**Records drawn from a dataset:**
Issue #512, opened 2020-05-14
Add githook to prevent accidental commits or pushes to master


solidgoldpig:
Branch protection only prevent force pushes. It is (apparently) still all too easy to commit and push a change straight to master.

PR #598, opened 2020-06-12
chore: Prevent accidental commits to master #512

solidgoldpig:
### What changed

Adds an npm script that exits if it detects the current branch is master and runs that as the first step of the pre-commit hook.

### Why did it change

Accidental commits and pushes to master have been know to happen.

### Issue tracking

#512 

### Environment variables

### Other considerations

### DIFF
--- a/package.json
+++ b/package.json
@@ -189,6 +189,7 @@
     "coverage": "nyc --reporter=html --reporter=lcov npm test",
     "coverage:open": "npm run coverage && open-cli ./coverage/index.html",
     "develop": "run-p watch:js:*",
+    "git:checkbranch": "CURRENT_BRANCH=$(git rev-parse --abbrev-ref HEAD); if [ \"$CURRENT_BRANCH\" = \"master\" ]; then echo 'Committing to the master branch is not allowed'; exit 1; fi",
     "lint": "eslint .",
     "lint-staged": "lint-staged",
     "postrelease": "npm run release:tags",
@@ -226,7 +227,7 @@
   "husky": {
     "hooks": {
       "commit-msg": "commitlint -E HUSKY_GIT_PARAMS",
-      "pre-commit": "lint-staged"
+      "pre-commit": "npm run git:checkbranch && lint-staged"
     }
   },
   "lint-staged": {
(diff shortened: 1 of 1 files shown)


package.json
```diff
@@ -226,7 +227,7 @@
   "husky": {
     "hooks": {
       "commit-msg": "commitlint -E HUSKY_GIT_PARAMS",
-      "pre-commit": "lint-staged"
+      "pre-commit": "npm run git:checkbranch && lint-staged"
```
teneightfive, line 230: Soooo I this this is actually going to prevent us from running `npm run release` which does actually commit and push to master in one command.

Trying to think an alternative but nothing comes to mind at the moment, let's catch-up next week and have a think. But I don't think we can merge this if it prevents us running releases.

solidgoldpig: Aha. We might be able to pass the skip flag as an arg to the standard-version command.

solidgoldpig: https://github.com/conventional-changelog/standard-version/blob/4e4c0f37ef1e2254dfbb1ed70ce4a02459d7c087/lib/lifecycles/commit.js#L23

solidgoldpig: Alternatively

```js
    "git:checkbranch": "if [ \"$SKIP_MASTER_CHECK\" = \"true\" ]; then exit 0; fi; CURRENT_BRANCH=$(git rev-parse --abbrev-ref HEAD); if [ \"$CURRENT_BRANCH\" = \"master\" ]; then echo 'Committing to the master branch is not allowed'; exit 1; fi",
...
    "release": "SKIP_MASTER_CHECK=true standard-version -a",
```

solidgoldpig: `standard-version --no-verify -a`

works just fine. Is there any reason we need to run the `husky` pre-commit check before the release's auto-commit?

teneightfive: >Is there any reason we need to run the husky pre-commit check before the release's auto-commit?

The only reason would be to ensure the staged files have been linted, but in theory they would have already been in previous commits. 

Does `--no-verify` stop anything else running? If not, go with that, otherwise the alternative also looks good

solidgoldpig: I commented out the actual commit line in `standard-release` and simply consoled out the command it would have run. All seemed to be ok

* * *

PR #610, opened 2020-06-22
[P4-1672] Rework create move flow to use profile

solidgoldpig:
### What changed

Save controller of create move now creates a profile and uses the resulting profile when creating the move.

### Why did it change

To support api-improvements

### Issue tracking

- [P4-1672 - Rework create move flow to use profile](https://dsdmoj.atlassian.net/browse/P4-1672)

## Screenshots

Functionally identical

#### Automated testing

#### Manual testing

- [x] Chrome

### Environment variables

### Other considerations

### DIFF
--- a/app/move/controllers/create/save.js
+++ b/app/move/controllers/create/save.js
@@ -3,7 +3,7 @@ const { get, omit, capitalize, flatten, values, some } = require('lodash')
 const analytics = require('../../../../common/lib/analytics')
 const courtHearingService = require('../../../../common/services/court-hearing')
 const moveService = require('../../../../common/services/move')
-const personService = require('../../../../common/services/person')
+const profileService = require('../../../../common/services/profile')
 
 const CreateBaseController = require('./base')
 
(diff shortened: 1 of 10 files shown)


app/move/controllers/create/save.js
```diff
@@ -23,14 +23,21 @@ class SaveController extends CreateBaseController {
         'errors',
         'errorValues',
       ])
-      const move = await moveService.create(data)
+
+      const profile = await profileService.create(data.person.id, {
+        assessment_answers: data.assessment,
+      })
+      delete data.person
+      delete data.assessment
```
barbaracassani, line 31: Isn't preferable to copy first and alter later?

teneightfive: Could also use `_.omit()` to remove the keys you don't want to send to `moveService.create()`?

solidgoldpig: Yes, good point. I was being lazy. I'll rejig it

---

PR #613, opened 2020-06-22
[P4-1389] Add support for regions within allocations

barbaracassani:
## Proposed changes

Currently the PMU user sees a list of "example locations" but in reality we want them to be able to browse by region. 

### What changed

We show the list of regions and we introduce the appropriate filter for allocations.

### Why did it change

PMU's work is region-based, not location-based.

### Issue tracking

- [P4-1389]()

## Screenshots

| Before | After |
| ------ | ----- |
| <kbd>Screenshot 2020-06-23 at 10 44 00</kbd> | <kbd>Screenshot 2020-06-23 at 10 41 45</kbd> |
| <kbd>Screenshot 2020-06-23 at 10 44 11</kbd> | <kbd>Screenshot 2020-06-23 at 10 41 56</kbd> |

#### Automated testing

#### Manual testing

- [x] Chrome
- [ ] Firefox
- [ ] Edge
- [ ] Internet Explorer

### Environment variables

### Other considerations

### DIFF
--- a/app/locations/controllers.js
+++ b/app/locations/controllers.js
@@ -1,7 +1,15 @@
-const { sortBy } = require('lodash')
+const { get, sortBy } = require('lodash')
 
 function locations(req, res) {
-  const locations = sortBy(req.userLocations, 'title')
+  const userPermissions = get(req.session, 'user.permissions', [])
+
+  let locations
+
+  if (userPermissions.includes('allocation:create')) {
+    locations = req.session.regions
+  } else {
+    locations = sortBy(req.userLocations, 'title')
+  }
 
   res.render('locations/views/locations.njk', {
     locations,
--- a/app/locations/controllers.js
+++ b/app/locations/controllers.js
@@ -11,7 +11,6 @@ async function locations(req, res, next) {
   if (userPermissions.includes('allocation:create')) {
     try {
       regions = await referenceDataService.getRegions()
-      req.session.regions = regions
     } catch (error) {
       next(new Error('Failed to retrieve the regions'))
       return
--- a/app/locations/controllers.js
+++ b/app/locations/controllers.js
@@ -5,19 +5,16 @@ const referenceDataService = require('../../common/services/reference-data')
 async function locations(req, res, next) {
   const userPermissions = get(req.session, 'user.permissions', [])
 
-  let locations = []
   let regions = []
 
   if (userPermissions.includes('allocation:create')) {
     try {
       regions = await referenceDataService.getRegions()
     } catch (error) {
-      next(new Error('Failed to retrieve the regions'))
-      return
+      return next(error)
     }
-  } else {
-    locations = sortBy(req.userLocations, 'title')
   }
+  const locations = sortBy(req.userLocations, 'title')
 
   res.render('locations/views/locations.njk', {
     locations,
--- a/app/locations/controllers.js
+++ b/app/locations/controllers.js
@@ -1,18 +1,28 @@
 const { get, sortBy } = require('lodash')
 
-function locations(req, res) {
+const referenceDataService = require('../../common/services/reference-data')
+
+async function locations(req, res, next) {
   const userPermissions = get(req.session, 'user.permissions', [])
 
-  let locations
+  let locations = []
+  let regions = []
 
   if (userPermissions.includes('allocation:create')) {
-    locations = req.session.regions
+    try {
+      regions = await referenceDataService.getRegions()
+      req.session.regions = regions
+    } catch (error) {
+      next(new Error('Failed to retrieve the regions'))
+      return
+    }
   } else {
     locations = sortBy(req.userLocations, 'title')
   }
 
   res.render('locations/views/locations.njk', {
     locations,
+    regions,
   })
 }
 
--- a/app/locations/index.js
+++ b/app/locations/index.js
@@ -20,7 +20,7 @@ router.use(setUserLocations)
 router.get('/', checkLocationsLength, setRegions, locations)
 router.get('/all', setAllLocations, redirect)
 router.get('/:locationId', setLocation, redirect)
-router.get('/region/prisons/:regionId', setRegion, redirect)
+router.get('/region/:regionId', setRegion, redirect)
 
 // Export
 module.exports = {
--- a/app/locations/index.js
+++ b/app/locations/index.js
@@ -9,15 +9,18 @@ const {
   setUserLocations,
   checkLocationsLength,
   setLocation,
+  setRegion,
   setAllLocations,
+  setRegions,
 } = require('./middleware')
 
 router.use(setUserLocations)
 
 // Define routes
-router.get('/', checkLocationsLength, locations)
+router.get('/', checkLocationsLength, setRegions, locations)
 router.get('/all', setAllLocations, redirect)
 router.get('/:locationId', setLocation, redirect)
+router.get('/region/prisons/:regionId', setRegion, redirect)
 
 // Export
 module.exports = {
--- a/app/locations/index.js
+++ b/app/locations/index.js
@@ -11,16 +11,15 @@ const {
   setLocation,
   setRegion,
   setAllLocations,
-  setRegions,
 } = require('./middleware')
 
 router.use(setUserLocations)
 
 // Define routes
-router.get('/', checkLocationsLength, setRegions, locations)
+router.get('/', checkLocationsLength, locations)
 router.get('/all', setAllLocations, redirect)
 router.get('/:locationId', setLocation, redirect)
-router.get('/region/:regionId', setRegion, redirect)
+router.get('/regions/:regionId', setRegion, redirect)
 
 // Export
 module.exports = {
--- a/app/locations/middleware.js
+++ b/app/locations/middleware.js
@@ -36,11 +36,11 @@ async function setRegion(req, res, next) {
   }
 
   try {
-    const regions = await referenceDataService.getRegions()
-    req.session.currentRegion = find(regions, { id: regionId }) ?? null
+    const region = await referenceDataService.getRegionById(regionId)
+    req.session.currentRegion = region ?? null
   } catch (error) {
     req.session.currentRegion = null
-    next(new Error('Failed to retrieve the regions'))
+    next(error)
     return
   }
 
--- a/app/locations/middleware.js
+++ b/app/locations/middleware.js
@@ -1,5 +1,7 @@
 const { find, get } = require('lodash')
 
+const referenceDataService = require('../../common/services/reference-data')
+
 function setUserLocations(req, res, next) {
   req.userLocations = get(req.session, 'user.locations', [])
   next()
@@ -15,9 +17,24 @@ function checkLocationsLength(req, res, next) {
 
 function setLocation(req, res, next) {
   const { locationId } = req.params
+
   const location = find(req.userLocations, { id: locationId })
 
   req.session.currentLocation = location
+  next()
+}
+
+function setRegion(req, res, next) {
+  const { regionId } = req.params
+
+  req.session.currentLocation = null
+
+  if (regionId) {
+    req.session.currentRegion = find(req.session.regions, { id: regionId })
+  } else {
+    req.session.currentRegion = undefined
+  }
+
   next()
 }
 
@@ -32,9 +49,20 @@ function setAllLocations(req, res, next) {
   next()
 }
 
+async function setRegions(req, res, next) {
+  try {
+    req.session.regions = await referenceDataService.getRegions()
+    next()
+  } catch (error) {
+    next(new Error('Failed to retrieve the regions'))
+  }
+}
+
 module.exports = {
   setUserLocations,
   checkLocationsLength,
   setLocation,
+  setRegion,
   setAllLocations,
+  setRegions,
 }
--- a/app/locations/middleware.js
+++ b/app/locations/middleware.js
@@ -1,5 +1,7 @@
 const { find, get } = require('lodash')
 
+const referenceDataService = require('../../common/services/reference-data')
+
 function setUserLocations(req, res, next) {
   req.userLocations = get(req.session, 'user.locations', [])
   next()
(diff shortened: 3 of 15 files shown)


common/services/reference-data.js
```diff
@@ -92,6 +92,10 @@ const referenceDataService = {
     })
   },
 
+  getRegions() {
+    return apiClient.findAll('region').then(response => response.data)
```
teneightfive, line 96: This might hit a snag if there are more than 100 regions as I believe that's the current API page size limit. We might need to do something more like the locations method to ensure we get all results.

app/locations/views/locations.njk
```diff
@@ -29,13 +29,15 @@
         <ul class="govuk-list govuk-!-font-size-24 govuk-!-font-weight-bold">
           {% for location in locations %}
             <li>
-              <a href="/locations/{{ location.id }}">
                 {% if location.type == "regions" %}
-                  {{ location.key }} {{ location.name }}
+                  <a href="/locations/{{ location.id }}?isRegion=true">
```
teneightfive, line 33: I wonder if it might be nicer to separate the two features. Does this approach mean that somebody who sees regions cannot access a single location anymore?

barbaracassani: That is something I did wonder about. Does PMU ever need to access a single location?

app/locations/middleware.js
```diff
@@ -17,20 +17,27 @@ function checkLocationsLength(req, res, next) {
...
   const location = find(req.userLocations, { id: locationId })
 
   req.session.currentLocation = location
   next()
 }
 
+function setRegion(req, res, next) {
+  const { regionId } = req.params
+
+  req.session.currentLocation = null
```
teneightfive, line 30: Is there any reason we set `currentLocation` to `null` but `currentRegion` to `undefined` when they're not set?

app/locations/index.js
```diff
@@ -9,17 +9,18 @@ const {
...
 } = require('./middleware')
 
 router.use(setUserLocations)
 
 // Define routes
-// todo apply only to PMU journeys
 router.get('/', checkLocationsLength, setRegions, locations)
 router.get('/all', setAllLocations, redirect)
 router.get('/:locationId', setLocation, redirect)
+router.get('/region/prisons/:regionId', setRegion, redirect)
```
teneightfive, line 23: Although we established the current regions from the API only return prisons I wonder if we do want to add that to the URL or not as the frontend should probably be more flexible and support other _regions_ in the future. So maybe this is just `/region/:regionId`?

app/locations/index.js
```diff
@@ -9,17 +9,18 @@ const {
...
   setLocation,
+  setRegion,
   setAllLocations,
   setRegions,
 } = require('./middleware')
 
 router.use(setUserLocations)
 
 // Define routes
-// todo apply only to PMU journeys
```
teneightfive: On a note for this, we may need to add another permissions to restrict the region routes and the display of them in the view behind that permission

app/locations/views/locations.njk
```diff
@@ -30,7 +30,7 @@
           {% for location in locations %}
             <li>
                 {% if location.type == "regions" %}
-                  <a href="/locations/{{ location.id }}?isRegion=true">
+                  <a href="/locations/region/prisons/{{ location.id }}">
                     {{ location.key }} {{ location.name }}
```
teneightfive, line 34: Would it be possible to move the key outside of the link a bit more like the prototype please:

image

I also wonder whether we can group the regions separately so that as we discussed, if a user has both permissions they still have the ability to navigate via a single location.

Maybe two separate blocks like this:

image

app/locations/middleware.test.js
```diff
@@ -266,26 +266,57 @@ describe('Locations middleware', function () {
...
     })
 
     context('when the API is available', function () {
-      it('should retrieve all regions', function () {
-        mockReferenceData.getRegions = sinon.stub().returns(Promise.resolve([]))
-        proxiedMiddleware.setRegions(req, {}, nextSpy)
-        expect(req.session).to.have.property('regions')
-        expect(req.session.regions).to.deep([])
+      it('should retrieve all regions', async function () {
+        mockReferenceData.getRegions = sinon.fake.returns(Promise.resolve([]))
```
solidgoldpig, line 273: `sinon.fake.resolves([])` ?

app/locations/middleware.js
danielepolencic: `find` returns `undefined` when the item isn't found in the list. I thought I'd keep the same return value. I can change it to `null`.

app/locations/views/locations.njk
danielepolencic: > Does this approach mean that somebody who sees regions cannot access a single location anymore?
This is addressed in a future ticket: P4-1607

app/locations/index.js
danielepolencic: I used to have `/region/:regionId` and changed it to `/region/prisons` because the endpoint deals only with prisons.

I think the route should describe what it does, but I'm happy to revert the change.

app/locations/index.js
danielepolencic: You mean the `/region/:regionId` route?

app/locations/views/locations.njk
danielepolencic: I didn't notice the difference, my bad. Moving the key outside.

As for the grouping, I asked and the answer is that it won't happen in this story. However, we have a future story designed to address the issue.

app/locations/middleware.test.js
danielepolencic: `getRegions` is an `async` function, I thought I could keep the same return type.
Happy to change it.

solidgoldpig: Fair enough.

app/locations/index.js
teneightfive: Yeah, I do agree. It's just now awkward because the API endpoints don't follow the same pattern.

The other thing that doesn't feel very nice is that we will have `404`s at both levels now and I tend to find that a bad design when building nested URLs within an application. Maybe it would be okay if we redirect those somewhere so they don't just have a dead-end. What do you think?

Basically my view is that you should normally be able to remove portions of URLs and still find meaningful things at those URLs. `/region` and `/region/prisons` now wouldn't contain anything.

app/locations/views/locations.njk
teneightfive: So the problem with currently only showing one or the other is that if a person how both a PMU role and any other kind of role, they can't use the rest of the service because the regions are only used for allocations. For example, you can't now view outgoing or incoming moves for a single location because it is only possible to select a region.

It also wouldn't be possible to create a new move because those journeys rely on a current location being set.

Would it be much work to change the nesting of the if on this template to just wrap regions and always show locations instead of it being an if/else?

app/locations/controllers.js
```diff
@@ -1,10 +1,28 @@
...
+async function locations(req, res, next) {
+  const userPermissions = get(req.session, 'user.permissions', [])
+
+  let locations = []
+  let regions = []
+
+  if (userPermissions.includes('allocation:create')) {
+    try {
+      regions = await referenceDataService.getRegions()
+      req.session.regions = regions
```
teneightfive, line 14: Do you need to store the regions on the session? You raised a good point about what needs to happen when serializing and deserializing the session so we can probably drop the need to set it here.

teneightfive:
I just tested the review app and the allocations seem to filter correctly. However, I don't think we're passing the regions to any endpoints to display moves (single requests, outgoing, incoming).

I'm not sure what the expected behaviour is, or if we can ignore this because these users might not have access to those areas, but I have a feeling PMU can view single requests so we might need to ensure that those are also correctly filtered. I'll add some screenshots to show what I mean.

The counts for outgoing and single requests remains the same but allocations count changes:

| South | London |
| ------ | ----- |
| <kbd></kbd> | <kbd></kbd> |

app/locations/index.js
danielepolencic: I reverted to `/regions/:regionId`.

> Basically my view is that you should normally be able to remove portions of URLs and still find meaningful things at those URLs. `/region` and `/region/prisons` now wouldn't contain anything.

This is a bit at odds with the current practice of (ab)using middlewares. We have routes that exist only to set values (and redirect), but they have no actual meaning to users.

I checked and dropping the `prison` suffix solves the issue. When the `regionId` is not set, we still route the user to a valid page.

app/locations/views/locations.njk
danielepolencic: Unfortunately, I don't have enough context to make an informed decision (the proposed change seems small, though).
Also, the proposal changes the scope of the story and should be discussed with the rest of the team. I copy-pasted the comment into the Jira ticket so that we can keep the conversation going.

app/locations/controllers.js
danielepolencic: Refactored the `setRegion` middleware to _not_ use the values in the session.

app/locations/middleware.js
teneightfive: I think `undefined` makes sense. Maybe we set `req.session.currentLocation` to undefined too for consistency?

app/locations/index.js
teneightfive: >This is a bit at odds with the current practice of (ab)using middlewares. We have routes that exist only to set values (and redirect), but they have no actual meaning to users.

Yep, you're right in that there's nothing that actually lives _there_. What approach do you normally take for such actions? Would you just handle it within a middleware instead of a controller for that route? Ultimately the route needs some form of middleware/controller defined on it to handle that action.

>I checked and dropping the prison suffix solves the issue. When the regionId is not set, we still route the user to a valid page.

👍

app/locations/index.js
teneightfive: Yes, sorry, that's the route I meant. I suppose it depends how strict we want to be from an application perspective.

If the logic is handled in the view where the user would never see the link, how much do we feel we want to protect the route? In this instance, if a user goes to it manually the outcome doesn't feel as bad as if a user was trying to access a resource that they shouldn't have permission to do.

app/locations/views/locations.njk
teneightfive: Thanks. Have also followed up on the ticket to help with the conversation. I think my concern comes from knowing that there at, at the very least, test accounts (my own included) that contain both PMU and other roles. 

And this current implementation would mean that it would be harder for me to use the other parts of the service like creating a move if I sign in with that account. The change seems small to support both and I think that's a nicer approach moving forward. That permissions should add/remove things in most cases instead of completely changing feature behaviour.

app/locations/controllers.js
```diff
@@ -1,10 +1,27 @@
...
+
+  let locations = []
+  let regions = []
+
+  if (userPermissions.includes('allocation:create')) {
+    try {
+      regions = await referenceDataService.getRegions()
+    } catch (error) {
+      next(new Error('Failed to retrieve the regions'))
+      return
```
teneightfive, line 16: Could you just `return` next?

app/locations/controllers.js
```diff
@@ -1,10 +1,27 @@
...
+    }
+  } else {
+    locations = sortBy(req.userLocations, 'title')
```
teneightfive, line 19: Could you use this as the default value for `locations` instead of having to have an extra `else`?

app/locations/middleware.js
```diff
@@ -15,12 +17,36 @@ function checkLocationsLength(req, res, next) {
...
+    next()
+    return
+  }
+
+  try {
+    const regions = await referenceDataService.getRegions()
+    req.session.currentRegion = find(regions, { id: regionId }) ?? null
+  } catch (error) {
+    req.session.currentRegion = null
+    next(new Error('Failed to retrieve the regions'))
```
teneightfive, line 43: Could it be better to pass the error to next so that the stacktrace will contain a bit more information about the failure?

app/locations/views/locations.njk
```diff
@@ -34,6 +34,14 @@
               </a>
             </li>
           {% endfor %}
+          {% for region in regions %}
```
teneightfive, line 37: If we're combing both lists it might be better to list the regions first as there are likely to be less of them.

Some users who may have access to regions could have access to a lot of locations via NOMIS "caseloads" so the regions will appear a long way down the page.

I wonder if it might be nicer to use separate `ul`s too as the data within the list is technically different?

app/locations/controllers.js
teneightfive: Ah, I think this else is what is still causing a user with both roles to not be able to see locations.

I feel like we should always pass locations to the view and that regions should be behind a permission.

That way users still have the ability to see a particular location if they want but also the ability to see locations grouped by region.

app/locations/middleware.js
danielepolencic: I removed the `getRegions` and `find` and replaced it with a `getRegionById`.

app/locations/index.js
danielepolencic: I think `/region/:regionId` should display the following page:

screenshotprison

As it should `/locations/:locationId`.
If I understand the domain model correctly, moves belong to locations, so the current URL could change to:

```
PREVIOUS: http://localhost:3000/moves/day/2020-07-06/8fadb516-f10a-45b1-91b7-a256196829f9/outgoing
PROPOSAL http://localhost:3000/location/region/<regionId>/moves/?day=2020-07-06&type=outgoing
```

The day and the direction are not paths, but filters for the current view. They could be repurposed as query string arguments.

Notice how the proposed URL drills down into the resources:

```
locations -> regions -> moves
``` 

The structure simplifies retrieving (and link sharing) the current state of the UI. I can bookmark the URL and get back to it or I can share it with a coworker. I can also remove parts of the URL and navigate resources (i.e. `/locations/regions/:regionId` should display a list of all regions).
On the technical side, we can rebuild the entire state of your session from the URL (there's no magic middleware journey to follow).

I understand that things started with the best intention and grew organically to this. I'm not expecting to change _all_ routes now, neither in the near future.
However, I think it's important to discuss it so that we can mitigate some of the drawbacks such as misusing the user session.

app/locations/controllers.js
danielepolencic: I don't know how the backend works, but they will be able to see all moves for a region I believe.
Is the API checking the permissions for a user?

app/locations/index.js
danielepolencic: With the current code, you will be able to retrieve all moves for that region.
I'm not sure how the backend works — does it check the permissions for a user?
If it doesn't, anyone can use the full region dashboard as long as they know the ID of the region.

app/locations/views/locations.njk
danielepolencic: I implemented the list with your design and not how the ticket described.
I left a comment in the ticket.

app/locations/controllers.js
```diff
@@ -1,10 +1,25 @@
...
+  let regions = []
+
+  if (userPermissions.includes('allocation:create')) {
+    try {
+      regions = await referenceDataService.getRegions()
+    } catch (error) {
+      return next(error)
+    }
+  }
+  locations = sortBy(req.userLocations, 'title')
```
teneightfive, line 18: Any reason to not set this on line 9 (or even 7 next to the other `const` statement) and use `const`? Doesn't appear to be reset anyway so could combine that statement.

**About this task:** In the entries above, please find the line with "[P4-1389] Add support" and the line with "41 45</kbd> |", then write out exactly those two lines and every line between them, and nothing more.

**The completed task:**
[P4-1389] Add support for regions within allocations

barbaracassani:
## Proposed changes

Currently the PMU user sees a list of "example locations" but in reality we want them to be able to browse by region. 

### What changed

We show the list of regions and we introduce the appropriate filter for allocations.

### Why did it change

PMU's work is region-based, not location-based.

### Issue tracking

- [P4-1389]()

## Screenshots

| Before | After |
| ------ | ----- |
| <kbd>Screenshot 2020-06-23 at 10 44 00</kbd> | <kbd>Screenshot 2020-06-23 at 10 41 45</kbd> |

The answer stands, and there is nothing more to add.